Desde que me lembro sempre me
repugnou o chico esperto. Peito estofado, andar arrogante, muito dono de si,
desenrascado, bem-falante e amante do improviso. Mas, sempre senti que estava um
pouco sozinha nesta minha repugnância.
Quem já não viu este admirado
ser, rodeado de gente divertida e aprovadora para com a sua esperteza, enquanto
relata sem pejo a sua maestria que vai desde enganar o fisco até ao copianço –
sem suspeita alguma do professor – de passar à frente dos outros numa fila de
supermercado ou no acesso a uma consulta numa qualquer especialidade
hospitalar, entrar sem pagar bilhete no concerto já superlotado ou ver aprovado
um projeto por conhecer a pessoa certa no cargo certo.

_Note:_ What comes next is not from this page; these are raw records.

PR #14725, opened 2026-07-28
fix(CorridorScanComplexItem): Fix the signal emission logic for

cuav-zhang3:
coordinate specification state changes

Add a cache variable to record the previous coordinate specification status, detect status changes during corridor polygon reconstruction, and emit corresponding signals to ensure the task controller correctly updates the waypoint connection lines.

## Type of Change

- [ ] Documentation update
- [ ] CI/Build changes
- [ ] Other

## Testing

- [x] Tested locally
- [ ] Tested with hardware

### Platforms Tested

- [ ] Linux
- [x] Windows
- [ ] macOS
- [ ] Android
- [ ] iOS

### Flight Stacks Tested

- [ ] PX4
- [x] ArduPilot

## Screenshots

test1
test2

## Checklist

## Related Issues

---

### DIFF
--- a/src/MissionManager/CorridorScanComplexItem.cc
+++ b/src/MissionManager/CorridorScanComplexItem.cc
@@ -19,6 +19,10 @@ CorridorScanComplexItem::CorridorScanComplexItem(PlanMasterController* masterCon
 {
     _editorQml = "qrc:/qml/QGroundControl/PlanView/CorridorScanEditor.qml";
 
+    // specifiesCoordinate() depends on _corridorPolyline.count(), so cache the
+    // initial value before any signal connections fire to keep the cache in sync.
+    _specifiesCoordinate = specifiesCoordinate();
+
     // We override the altitude to the mission default
     if (_cameraCalc.isManualCamera() || !_cameraCalc.valueSetIsDistance()->rawValue().toBool()) {
         _cameraCalc.distanceToSurface()->setRawValue(SettingsManager::instance()->appSettings()->defaultMissionItemAltitude()->rawValue());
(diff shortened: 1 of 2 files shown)


DonLakeFlyer:
The repro for this is:
* Set home
* Add takeoff
* Add corridor scan
* Trace - add two points
* Done tracing

Now the corridor scan doesn't connect to the takeoff item

DonLakeFlyer:
@cuav-zhang3 Thanks for the pull. I'm going to reorganize this a bit to make the fix clearer.

DonLakeFlyer:
Thanks for tracking this down — the diagnosis is correct: `specifiesCoordinate()` is dynamic but `specifiesCoordinateChanged` was never emitted, so `MissionController` never re-evaluated the waypoint connector lines.

I'm closing this in favor of #14749, which fixes the same bug with a slightly different structure:

- **Emission tied to the actual state change.** `specifiesCoordinate()` depends only on the polyline vertex count, so the emit lives in a dedicated `_updateSpecifiesCoordinate()` slot connected to `QGCMapPolyline::countChanged`, rather than inside `_rebuildCorridorPolygon()`. That slot is also triggered by corridor width changes (which can't affect `specifiesCoordinate()`), and a future refactor of the polygon rebuild couldn't silently drop the signal emission.
- **`countChanged` covers every mutation path** — `appendVertex`, `clear()`, and `setPath`/JSON load all route through it, so both the false→true and true→false transitions are always signaled.
- **No constructor cache seeding needed.** The `_specifiesCoordinate = specifiesCoordinate()` line in this PR runs at a point where the polyline is guaranteed empty (the KML/SHP load happens after the connects), so it was a no-op; #14749 instead anchors the cache once after the signal connections are made.
- **Adds a regression unit test** (`_testSpecifiesCoordinateChanged`) that fails on master and passes with the fix.

Appreciate the report and the analysis — the screenshots made the repro easy to confirm.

Seria de esperar que depois de
enganarem o sistema – e por consequência todos nós – se privassem depois de
relatar as suas toscas aventuras, mas não; pelo contrário, relatam-nas a todos
quantos possam porque chico espertismo sem audiência não tem a mesma graça;
seria também de esperar que, nós, os enganados, de alguma forma os
reprovássemos, mas, mistério dos mistérios, achamos muito engraçado as suas
“histórias de enganar” e se vemos alguém que não tem a mesma habilidade ainda
os apontamos como modelo a seguir pelos menos habilidosos nessa arte do
desenrascanço.
Neste clima onde só não engana
quem não pode ou quem não tem habilidade é pois de esperar que quem tem cargos
de poder e tenha habilidade – se não tiver dificilmente lá chega - usufrua de tudo quanto possa e ainda se
vanglorie disso.
Quando nós formos capazes de
apreciar mais o esforço do que os resultados de alguém, quando apreciarmos mais
a honestidade do que a esperteza saloia, quando repararmos mais num sorriso
sincero do que num belo carro, quando aprovarmos as pessoas pelo que elas são e
não pelo que elas têm, aí sim , as
coisas começam a mudar, pois sem o apreço alheio, sem que alguém nele repare, sem aprovação de quem o rodeia o
chico esperto desintegra-se pois sem audiência está condenado á triste figura de um ator
decrépito sem palco.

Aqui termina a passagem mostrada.